Secure Authentication

The WinCC OA DNP3 driver supports Secure Authentication (SA) version 5 as defined in IEEE Standard. 1815-2012 section 7. This allows a device to request authentication for critical operations. What a critical operation is, is up to the device configuration and cannot be defined by the DNP3 driver. If the driver is executing a critical operation (e.g. send a binary command), the device requests authentication. If the driver can successfully authenticate, the operation is executed. Otherwise it is rejected.

Secure Authentication - DNP3 Device Configuration

Some Siemens CPs (CP 1243-1 DNP3, CP 1542SP-1 IRC, …) and other support DNP3 Secure Authentication. The DNP3 driver supports the communication with such devices, with activated Secure Authentication. The figure below shows an example for configuration of an S7 CP1243-1 DNP3 module:
Figure 1. S7 CP1243-1 DNP3 Module

Depending on the WinCC OA Secure Authentication - DNP3 Driver Configuration, configure the device. Note the following:

CAUTION:
The preshared key of the WinCC OA DNP3 driver configuration and the preshared key here in the device panel MUST be identical! Other settings of the WinCC OA DNP3 driver configuration and in the device panel must not be identical. If the keys are not identical, operations which require authentication are rejected by the device.
Note:
You can select either the algorithm Aggressive Mode or other algorithms such as SHA1. The config entry authMACAlgorithm in the [dnp3] section can be used to specify other algorithms. MAC stands for Message Authentication Code. NOTE also that the selected algorithm must be supported by the device and vice versa. The algorithm selected from the device panel must be supported by the WinCC OA DNP3 driver.

WinCC OA Secure Authentication - DNP3 Driver Configuration

Figure 2. DNP3 Device-Panel

On the Security tab configure the Secure Authentication parameters:

Secure Authentication: Use this check box to enable the authentication. If the Secure Authentication is disabled, the connection does not use Secure Authentication.

Aggressive Mode: This option is used to activate the aggressive mode.

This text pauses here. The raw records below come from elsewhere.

PR #11853, opened 2026-04-16
wc: introduce IS_POSIXLY_CORRECT static

xtqqczze:


xtqqczze:
Clippy errors tracked by https://github.com/uutils/coreutils/issues/11858.

Alonely0:
~If the benches are so trivial that fetching an env var takes a 5% perf hit, they're not good benches lol.~ No it's CodSpeed running on a different environment lol. Ignore me.

src/uu/wc/src/wc.rs
```diff
@@ -1039,3 +1040,6 @@ fn print_stats(
     }
     writeln!(stdout)
 }
+
+static IS_POSIXLY_CORRECT: LazyLock<bool> =
+    LazyLock::new(|| env::var_os("POSIXLY_CORRECT").is_some());
```
Alonely0, line 1045: ~Can you try an AtomicBool that's set in `uumain()` to see if we can improve the benches? Unless this is multi-threaded, you can do all accesses `Relaxed`, otherwise just make the first write `SeqCst` in `uumain()` before any threads spawn.~ CodSpeed shenanigans.

Alonely0 (commented):
Looks good to me :)

Alonely0 (approved):

Alonely0:
The new CodSpeed regressions are probably an LLVM thing from the recent update; it's unrelated to wc so I'd ignore it.

xtqqczze:
The CodSpeed regressions disappeared with same runtime environment.

PR #12252, opened 2026-05-12
id: Don't treat unresolved IDs as error by default

### LINKED ISSUE #12246: id returns wrong exit code when user does not exist
We noticed, that id return exit code 1, when user is not found. This can happen inside docker and can cause startup scripts to fail. Please revert to the old behavior.

This is what happens with the uutils version (i.e. with docker image ubuntu:latest):
```
root@ea03ae12c436:/# id
id: cannot find name for group ID 1234
id: cannot find name for group ID 1234
uid=0(root) gid=1234(1234) groups=1234(1234)
root@ea03ae12c436:/# echo $?
1

```
And this was the old behavior (i.e. with docker image ubuntu:noble):
```
root@a0d7473d7858:/# id
uid=0(root) gid=1234 groups=1234
root@a0d7473d7858:/# echo $?
0
```

mhutter:
This brings the behavior of `id` in line with GNU coreutils, which only treats unresolved IDs as errors when providing any of the `-u`, `-g` or `-G` flags in combination with `-n`.

Fixes: #12246


sylvestre:

mhutter:

Any idea how I can test the behavior in the context of a non-existing UID/GID? Are there existing tests that test similar scenarios?

edit: I think I have a solution, will update the PR

tests/by-util/test_id.rs
```diff
@@ -51,6 +51,49 @@ fn test_id_no_specified_user() {
         .code_is(exp_result.code());
 }
 
+// requiring root permissions.
```
mhutter: I'll fix this in the follow-up PR to address GID deduplication.

oech3:
You cannot use `unshare` on the CI. See https://github.com/uutils/coreutils/pull/12120#issuecomment-4363969285 .

mhutter:
Then the test should just short-circuit in CI. That way at least we have a way to test the desired behavior locally.

mhutter:
@sylvestre WDYT?

One of the CI Checks failed for unrelated reasons (timeout)

oech3:
Would you add
```
# some test needs unshare
sudo sysctl -w kernel.unprivileged_userns_clone=1 ||:
sudo sysctl -w kernel.apparmor_restrict_unprivileged_userns=0 ||:
```
to one of the *.yml to catch regression?

mhutter:
@oech3 thanks, didn't realize this was an option on GitHub CI.

* I used `|| true` instead of `|| :` to be consistent with existing code; hope that's okay
* I have added the commands to one of the tests that only runs on Ubuntu; in the Windows builds the commands fail even with `|| true`

oech3:
Conflicting.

This is a mode where no separate authentication challenge and reply is required. This means that the processing of critical operations is speed up since the authentication is part of a telegram and not a separate step. Aggressive mode must be only activated if it is supported by the device. If the device does not support this mode, Allow SHA1.

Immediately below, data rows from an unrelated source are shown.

PR #12254, opened 2026-05-12
yes: no hang with fcntl failure

oech3:
Don't hang with `strace -o /dev/null -e inject=fcntl:error=ENOSYS yes` by checking pipe size. The error does not appear on the daily usage. But it should be avoided. ~It was accidentally avoided by incorrect assumption for stdout.~

This bypasses `File::from` of `uucore::pipes::pipe`. So use `RawWriter` to allow using `write_all`.

Checking pipe size is not required for other splice(2)ing utils.

### DIFF
--- a/src/uu/yes/src/yes.rs
+++ b/src/uu/yes/src/yes.rs
@@ -112,22 +112,24 @@ pub fn exec(mut bytes: Vec<u8>) -> io::Result<()> {
 
 #[cfg(any(target_os = "linux", target_os = "android"))]
 pub fn exec(mut bytes: Vec<u8>) -> io::Result<()> {
-    use uucore::pipes::{pipe, splice, tee};
+    use uucore::io::RawWriter;
+    use uucore::pipes::{pipe_exact, splice, tee};
 
     const PAGE_SIZE: usize = 4096;
     let aligned = PAGE_SIZE.is_multiple_of(bytes.len());
     repeat_content_to_capacity(&mut bytes);
     let bytes = bytes.as_slice();
-    let mut stdout = io::stdout(); // no need to lock with zero-copy
+    let stdout = rustix::stdio::stdout();
     // improve throughput
-    let _ = rustix::pipe::fcntl_setpipe_size(&stdout, MAX_ROOTLESS_PIPE_SIZE);
+    let _ = rustix::pipe::fcntl_setpipe_size(stdout, MAX_ROOTLESS_PIPE_SIZE);
     // don't show any error from fast-path and fallback to write for proper message
-    if let Ok((p_read, mut p_write)) = pipe()
+    // todo: zero-copy with default pipe size is logically possible when fcntl failed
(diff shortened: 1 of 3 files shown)


xtqqczze:
Why do we call `fcntl_setpipe_size` three times?

src/uu/yes/src/yes.rs
```diff
@@ -137,15 +144,15 @@ pub fn exec(mut bytes: Vec<u8>) -> io::Result<()> {
                         remain -= s;
                     } else {
                         // avoid output breakage with reduced remain even if it would not happen
-                        stdout.write_all(&bytes[bytes.len() - remain..])?;
+                        RawWriter(stdout).write_all(&bytes[bytes.len() - remain..])?;
```
xtqqczze, line 142: is `RawWriter` necessary to fix hang with `fcntl:error=ENOSYS`?

oech3:
Because they are different pipes.

src/uu/yes/src/yes.rs
oech3: No. I did that since this imported RawWriter and to avoid PR confliction.

xtqqczze: Is it necessary to import `RawWriter` to fix hang?

oech3: Or `std::fs::File::from`. But it is too rich. We only need `read` and fd.

oech3: I think `AsFd` should auto-define `write_all` instead of wrapping by `RawWriter` or `File`.

xtqqczze (approved):

oech3:
Is `File` guaranteed that is unbuffered?

xtqqczze:
It is documented that [`std::fs::File`](https://doc.rust-lang.org/std/fs/struct.File.html) does not buffer reads and writes.

src/uucore/src/lib/features/pipes.rs
```diff
@@ -35,20 +34,36 @@ pub fn pipe() -> std::io::Result<(File, File)> {
...
+#[cfg(any(target_os = "linux", target_os = "android"))]
+pub fn pipe_exact(s: usize) -> std::io::Result<(OwnedFd, OwnedFd)> {
+    let pair = rustix::pipe::pipe()?;
+    if s > KERNEL_DEFAULT_PIPE_SIZE {
+        fcntl_setpipe_size(&pair.0, s)?;
+    }
+
+    Ok(pair)
+}
+
```
oech3, line 66: >Why do we call fcntl_setpipe_size three times?
>Because they are different pipes.

I added this to avoid confusion. It is needed after GNU added splice option to `dd`.

oech3:
BTW, I noticed that I can't use `File` for `&OwnedFd`, but I can use `RawWriter` for `&OwnedFd`. So `File` is not a drop-in replacement if pipes are cached...

oech3:
I decided to improve `pipe()` instead to cover this case. Closing.

PR #12255, opened 2026-05-12
tests_cat.rs: invalid unicode input

oech3:


oech3:
@ChrisDenton @xtqqczze No error on Windows

tests/by-util/test_cat.rs
```diff
@@ -36,6 +36,13 @@ fn test_cat_broken_pipe_nonzero_and_message() {
         .fails();
 }
 
+// catch invalid unicode error. todo: checksum is needed to catch lossy conversion by Windows's utf-16
+#[test]
+fn test_cat_invalid_unicode_binary() {
+    let path = std::env::current_exe().expect("Failed to get executable path");
+    new_ucmd!().arg(&path).succeeds();
+}
```
ChrisDenton: Sorry, I don't understand how this tests invalid unicode?

oech3: `cat.exe` binary itself is invalid unicode.

ChrisDenton: Ah I see what it does now, thanks! And yes, I would expect this to work because tests don't print output to the console. Unless there's a failure.

oech3: So cannot we detect unicode issue on the CI automatically?

ChrisDenton: Not easily. You would need to get a handle to an actual console. On Windows this could be done by opening `\\.\CON` and redirecting cat's output to that.

xtqqczze: > `cat.exe` binary itself is invalid unicode.

Please add a comment to clarify.

oech3:
It seems writing to CON succeed on the CI.

ChrisDenton:
Presumably CI is using the UTF-8 code page.

oech3:
>Presumably CI is using the UTF-8 code page.

`bash.exe`'s default?

ChrisDenton:
I don't know. I would guess it's just the way they've set up their servers.

oech3:
Hmm... This test should not break usage of out of CI. Closing.

PR #12257, opened 2026-05-12
ln: remove panic in result function

xtqqczze:
Avoid panicking in `uu_ln::exec` when called with an empty `files` list.

An empty `files` list cannot occur through normal command-line usage because `clap` requires the necessary operands. However, `exec` is a public API that can be used directly by other Rust projects, where this precondition is not enforced by the CLI argument parser.

This change returns an error instead of panicking when `exec` is called without operands.

### DIFF
--- a/src/uu/ln/src/ln.rs
+++ b/src/uu/ln/src/ln.rs
@@ -70,6 +70,9 @@ pub enum LnError {
     #[error("{}", translate!("ln-error-missing-destination", "operand" => _0.quote()))]
     MissingDestination(PathBuf),
 
+    #[error("{}", translate!("ln-error-missing-operand"))]
+    MissingOperand,
+
     #[error("{}", translate!("ln-error-extra-operand", "operand" => _0.quote(), "program" => _1.clone()))]
     ExtraOperand(OsString, String),
 
@@ -271,6 +274,10 @@ pub fn uu_app() -> Command {
 ///
 /// This is made public to allow other apps to use `ln` as a library.
 pub fn exec(files: &[PathBuf], settings: &Settings) -> LnResult<()> {
+    if files.is_empty() {
+        return Err(LnError::MissingOperand);
+    }
+
     // Handle cases where we create links in a directory first.
     if let Some(ref target_path) = settings.target_dir {
         // 4th form: a directory is specified by -t.
@@ -299,7 +306,6 @@ pub fn exec(files: &[PathBuf], settings: &Settings) -> LnResult<()> {
             uucore::execution_phrase().to_string(),
         ));
     }
-    assert!(!files.is_empty());
 
     link(&files[0], &files[1], settings)
 }
--- a/src/uu/ln/src/ln.rs
+++ b/src/uu/ln/src/ln.rs
@@ -532,3 +532,67 @@ pub fn symlink<P1: AsRef<Path>, P2: AsRef<Path>>(src: P1, dst: P2) -> io::Result
 pub fn symlink<P1: AsRef<Path>, P2: AsRef<Path>>(src: P1, dst: P2) -> io::Result<()> {
     rustix::fs::symlink(src.as_ref(), dst.as_ref()).map_err(io::Error::from)
 }
+
+#[cfg(test)]
+mod tests {
+    use super::*;
+    use assert_matches::assert_matches;
+    use std::ffi::OsString;
+
+    #[test]
+    fn test_exec_missing_operand() {
+        let settings: Settings = Settings {
+            overwrite: OverwriteMode::NoClobber,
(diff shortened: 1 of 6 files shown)


xtqqczze:
[WSL2 / Test (windows-latest, Ubuntu-24.04, feat_os_unix) (pull_request)](https://github.com/uutils/coreutils/actions/runs/25733997721/job/75566055256?pr=12257) failures tracked by https://github.com/uutils/coreutils/issues/12260.

oech3:
`match files.len()`

src/uu/ln/src/ln.rs
```diff
@@ -298,7 +305,6 @@ pub fn exec(files: &[PathBuf], settings: &Settings) -> LnResult<()> {
             uucore::execution_phrase().to_string(),
         ));
     }
-    assert!(!files.is_empty());
```
xtqqczze: > `match files.len()`

I considered a match but wanted to move the check to the start of the function.

oech3:
Does empty `files` logically happen? Or blocked by `clap`?

xtqqczze:
> Does empty `files` logically happen? Or blocked by `clap`?

Updated the description to explain.

oech3:
I don't like to have double check to support external project. But I have no idea about better solution...

sylvestre (changes requested):
please add a test it should be exposed at the program level now.thanks

xtqqczze:
@sylvestre tests have been added, please could you review

sylvestre:
@xtqqczze i was expecting something in tests/by-util/test_ln.rs ?

xtqqczze:
> i was expecting something in tests/by-util/test_ln.rs ?

I think empty `files` cannot occur for `uu_ln` as it would be blocked by clap, so this kind of test wouldn't be useful?

oech3:
I don't want to increase complexity of uutils if it never happen for our production. External app should care about this panic at their app whthout changing our code.

xtqqczze:
I think this change is necessary, even if this particular case is unlikely to happen in our production usage. `exec` is a public API, so we shouldn't rely on callers satisfying an implicit precondition that would otherwise result in a panic.

oech3:
uutils/coreutils is an app, not a library. Adding complexity just for external usage as API is not a valid reason to increase complexity IMO.

xtqqczze:
> uutils/coreutils is an app, not a library

I think that's incorrect: `uutils` is intended to be embeddable, as stated in `CONTRIBUTING.md`, and its public APIs are used by other Rust projects (e.g. [`nu-command`](https://crates.io/crates/nu-command)).

Also, `CONTRIBUTING.md` explicitly says that coreutils should never panic. Since `exec` is a public API, I think returning an error here is consistent with those project guidelines.

oech3:
uutils/ln does not panic with current code. So there is nothing to do. We should just add panic doc, or remove pub.
Also nushell should really stop polluting uutils by that way.

oech3:
We support embedding uumain, not each fn.

xtqqczze:
@oech3 `uu_ln::exec` is a public API (see https://github.com/uutils/coreutils/pull/12009, https://github.com/nushell/nushell/issues/11549), and removing it would be a breaking change. If that’s the direction you propose, I think it should be discussed separately rather than as part of this fix.

oech3:
I don't strongly say to remove pub, but I disagree with adding dead code just for external usage.

xtqqczze:
Updated the PR description to clarify the rationale behind the change.

> I disagree with adding dead code just for external usage.

@oech3 I understand that’s your opinion. I don’t have anything further to add on this point.

oech3:
If we need to introduce dead code for us to fix panic in external usage, it is badly designed public API. We should do breaking change for the API in the case. Maybe, mark `fn link` pub instead and nushell should be updated to use it.

xtqqczze:
> Maybe, mark `fn link` pub instead and nushell should be updated to use it.

@oech3 Actually, that does make sense. Please open a new issue to discuss this separately.

oech3:
@dmatos2012 This public API is badly designed. Thus, I'll open a PR to remove pub. nu should switch to `fn ln` and handle errors by nu's side.

dmatos2012:
That's fine @oech3 @xtqqczze , we follow what the uutils team wants. Do keep in mind that `ln` got reverted and not in use due to [#13691](https://github.com/uutils/coreutils/issues/13691).

xtqqczze:
@sylvestre PTAL

sylvestre:
> Do keep in mind that ln got reverted and not in use due to https://github.com/uutils/coreutils/issues/13691.

why did you revert ln ? seems that #13691 doesn't impact the product itself?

Since SHA1 is considered as unsafe, it is not enabled by default. However, devices that do not support more recent MAC algorithms might still be used. Therefore, this option is available.

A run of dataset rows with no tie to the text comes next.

PR #12258, opened 2026-05-12
dd: support wasm32-wasip1

### LINKED ISSUE #12211: dd: support wasm-wasip1
I don't see any reason that it does not making a sense.

pocopepe:
Closes #12211 

adds `dd` to `feat_wasm`. wasi-libc has no `LC_CTYPE` so gated that, and the windows stdin detection was leaking into wasi so scoped it under `cfg(windows)`. unit tests pass under wasmtime. runtime still panics on `thread::spawn` though, separate issue. happy to open a follow-up issue for the thread::spawn runtime problem if that'd be useful

### DIFF
--- a/.github/workflows/wasi.yml
+++ b/.github/workflows/wasi.yml
@@ -37,7 +37,7 @@ jobs:
         CARGO_TARGET_WASM32_WASIP1_RUNNER: wasmtime
       run: |
         # Get all utilities and exclude ones that don't compile for wasm32-wasip1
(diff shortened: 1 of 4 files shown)


xtqqczze:
I think `StdinFile` might work with `wasi`, but only with nightly compiler: 43ce2919500514908a93e386e02c7009aaa336a6

oech3:
Or try to open `/dev/stdin`.

xtqqczze:
I've authored a commit that uses `StdinFile` on nightly: 2371174182d3b41c27a985df6a5609df42d391d5

PR #12261, opened 2026-05-12
head: remove `Default` trait from `HeadOptions`

cakebaker:
I noticed that we use `let mut options = Self::default();` in the constructor of `HeadOptions`, followed by setting all of its properties again. This PR simplifies the constructor and removes the `Default` trait from `HeadOptions`.

### DIFF
--- a/src/uu/head/src/head.rs
+++ b/src/uu/head/src/head.rs
@@ -129,7 +129,7 @@ fn arg_iterate<'a>(
     }
 }
 
-#[derive(Debug, PartialEq, Default)]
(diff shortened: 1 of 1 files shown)


cakebaker:
Changes since last push:
* rebased and fixed conflict

sylvestre:
sorry, it needs to be rebased

cakebaker:
Changes since last push:
* rebased and fixed a conflict
* added `Debug` trait to `SizeError` as suggested by the error "the trait `Debug` is not implemented for `SizeError`"

PR #12263, opened 2026-05-12
tee: merge flush into write for simplicity

oech3:
reop https://github.com/uutils/coreutils/pull/12089, but use the name `write_all` for the feature change.

### DIFF
--- a/src/uu/tee/src/tee.rs
+++ b/src/uu/tee/src/tee.rs
@@ -197,12 +197,8 @@ impl MultiWriter {
 
     fn write_flush(&mut self, buf: &[u8]) -> Result<()> {
         let mode = self.output_error_mode;
-        self.writers.retain_mut(|writer| {
-            let res = (|| {
-                writer.inner.write_all(buf)?;
-                writer.inner.flush()
-            })();
-            match res {
+        self.writers
+            .retain_mut(|writer| match writer.inner.write_all(buf) {
                 Ok(()) => true,
                 Err(e) => {
                     if let Err(e) = process_error(mode, e, writer, &mut self.ignored_errors) {
@@ -210,8 +206,7 @@ impl MultiWriter {
                     }
                     false
                 }
-            }
-        });
+            });
         self.aborted.take().map_or(
             if self.writers.is_empty() {
                 // This error kind will never be raised by the standard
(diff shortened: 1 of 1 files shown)


RenjiSann:
Not convinced by this.
At least rename the function `write_all_and_flush` so we don't mistake the function for an implementation of `trait Write`

src/uu/tee/src/tee.rs
```diff
@@ -254,18 +249,14 @@ enum Writer {
...
-        }
-    }
-
-    fn flush(&mut self) -> Result<()> {
+impl Writer {
+    pub fn write_all(&mut self, buf: &[u8]) -> Result<()> {
         match self {
-            Self::File(f) => f.flush(),
-            Self::Stdout(s) => s.flush(),
+            Self::File(f) => f.write_all(buf), // no buffering foo File
```
RenjiSann:
```suggestion
            Self::File(f) => f.write_all(buf), // no buffering for File
```
meant "for File" ?

oech3:
This is needed to reduce diff by https://github.com/uutils/coreutils/pull/12131 with the name `write_all`. RawStdout or something can be used instead.

src/uu/tee/src/tee.rs
oech3: Yes

oech3:
(I'm not sure what PR should rename `Stdout` to `RawStdout`...)

src/uu/tee/src/tee.rs
```diff
@@ -251,21 +246,17 @@ fn process_error(
 
 enum Writer {
     File(std::fs::File),
-    Stdout(std::io::Stdout),
+    RawStdout(std::io::Stdout),
```
xtqqczze:
```suggestion
    Stdout(std::io::Stdout),
```

since it is regular stdout

xtqqczze:
> This is needed to reduce diff by #12131 with the name `write_all`. RawStdout or something can be used instead.

To be honest, you could just propose the changes in <strike>https://github.com/uutils/coreutils/pull/12263</strike>https://github.com/uutils/coreutils/pull/12131, rather than splitting the conversation.

oech3:
What do you mean? Did you mention incorrect hash?

xtqqczze:
> What do you mean? Did you mention incorrect hash?

Yeah sorry, I meant in https://github.com/uutils/coreutils/pull/12131

PR #12264, opened 2026-05-12
feat(dd): use wasi_ext feature on nightly

xtqqczze:
Enable the unstable[`wasi-ext`](https://doc.rust-lang.org/beta/unstable-book/library-features/wasi-ext.html) feature for nightly WASI builds.

* Detect nightly Rust in `build.rs`.
* Set the nightly cfg flag.
* Gate `wasi_ext` behind `nightly` and `target_os = "wasi"`.

Context: https://github.com/uutils/coreutils/pull/12258.

### DIFF
--- a/src/uu/dd/build.rs
+++ b/src/uu/dd/build.rs
@@ -1,0 +1,10 @@
+// This file is part of the uutils coreutils package.
+//
+// For the full copyright and license information, please view the LICENSE
+// file that was distributed with this source code.
+
+fn main() {
+    if rustc_version::version_meta().unwrap().channel == rustc_version::Channel::Nightly {
+        println!("cargo:rustc-cfg=nightly");
+    }
+}
--- a/Cargo.lock
+++ b/Cargo.lock
@@ -3485,6 +3485,7 @@ dependencies = [
  "fluent",
  "gcd",
  "libc",
+ "rustc_version",
  "rustix",
  "tempfile",
  "thiserror 2.0.19",
--- a/Cargo.lock
+++ b/Cargo.lock
@@ -3496,6 +3496,7 @@ dependencies = [
  "fluent",
  "gcd",
  "libc",
+ "rustc_version",
  "rustix",
  "tempfile",
  "thiserror 2.0.20",
--- a/Cargo.toml
+++ b/Cargo.toml
@@ -464,6 +464,7 @@ regex = "1.10.4"
 rlimit = "0.11.0"
 rstest = "0.26.0"
 rstest_reuse = "0.7.0"
+rustc_version = "0.4.1"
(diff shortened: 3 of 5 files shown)


src/uu/dd/build.rs
```diff
@@ -0,0 +1,10 @@
+// This file is part of the uutils coreutils package.
+//
+// For the full copyright and license information, please view the LICENSE
+// file that was distributed with this source code.
+
+fn main() {
```
sylvestre, line 6: why that?

xtqqczze: [wasi-ext](https://doc.rust-lang.org/beta/unstable-book/library-features/wasi-ext.html) is not yet stabilised, we need to detect if we are compiling with nightly

oech3: Can we use cfg_aliases to avoid new dep?

src/uu/dd/build.rs
```diff
@@ -0,0 +1,10 @@
...
+    let is_nightly =
+        rustc_version::version_meta().unwrap().channel == rustc_version::Channel::Nightly;
+    rsconf::declare_cfg("nightly", is_nightly);
```
oech3: Is `RUSTC_BOOTSTRAP=1` supported?

xtqqczze:
```suggestion
    println!("cargo:rustc-check-cfg=cfg(nightly)");

    if rustc_version::version_meta().unwrap().channel == rustc_version::Channel::Nightly {
        println!("cargo:rustc-cfg=nightly");
    }
```
I guess we can lose the `rsconf` build dependency if that's an issue?

oech3: Yes. Because we can reduce build time.

xtqqczze: There is no way to detect whether a certain unstable feature is enabled; we have to check for nightly compiler. So `RUSTC_BOOTSTRAP=1` won't be supported.

oech3: Just manually catching?

xtqqczze: I don't know, I'm open to suggestions.

src/uu/dd/build.rs
```diff
@@ -0,0 +1,15 @@
+// This file is part of the uutils coreutils package.
+//
+// For the full copyright and license information, please view the LICENSE
+// file that was distributed with this source code.
+
+fn main() {
+    println!("cargo:rustc-check-cfg=cfg(nightly)");
```
sylvestre: still not a fan of this 
esp without any comment on the why

xtqqczze: added a couple of comments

You can specify a list of users with different roles and keys for each device. A device can support multiple users or not.

The Actual user defines the current setting for the authentication. In DNP3 a user has a unique name and a unique number.
Note:
Therefore, do not set different user names with the same number or vice versa.
Role : You can select different roles for a user, for example, Viewer, Operator, SingleUser etc.

Depending on a role, the user has specific rights. The user can, for example, only view or also edit configurations.

By default the SingleUser has all rights, meaning to monitor data, operate controls, transfer data files, change configs, change security configs, change code and to login locally. If a user may only view data, select the role Viewer. The Viewer may only monitor data.
Note:
The roles are meaningful since there are function codes such as Direct Read, Write, Select Operate etc. in the address panel . You can specify in your device whether a function is critical or not. You can, for example, specify in the device that a client must authenticate in order to read.
The norm specifies the different available roles. The table below contains the different roles:
Figure 3. Different User Roles according to the Norm IEEE Std. 1815-2012 section 7
Preshared key: The preshared key must be either 16 or 32 byte long. This corresponds to either 32 or 64 HEX character.
CAUTION:
The preshared key specified here and the preshared key in the device panel MUST be identical! Other settings here and in the device panel must not be identical. If the keys are not identical, you cannot write data meaning enter values since the authentication is not enabled. You can, however, read values without authentication. NOTE also that if you change the configuration on the Security tab, you must deactivate and reactivate the connection on the Connection tab via the Active check box) or restart the DNP3 driver.

Secure Authentication - DNP3 Statistics

You can read Security Statistics from a device that supports it. The device provides the statistics and WinCC OA DNP3 driver can read them, for example, "How often did the authentication fail"? The DNP3 Specification contains a whole list of Security Statistics. In order to query the statistics, you must add a periphery address to the group 121. The Variation for an address in group 121 must be 1.

The statistics are specified in the norm IEEE Std. 1815-2012 in the section 7.5.2.2.. Specify what you read by using the index of a security statistics object (of the Security Statistics group). Use, for example, index 12 meaning Successful Authentications in the address panel.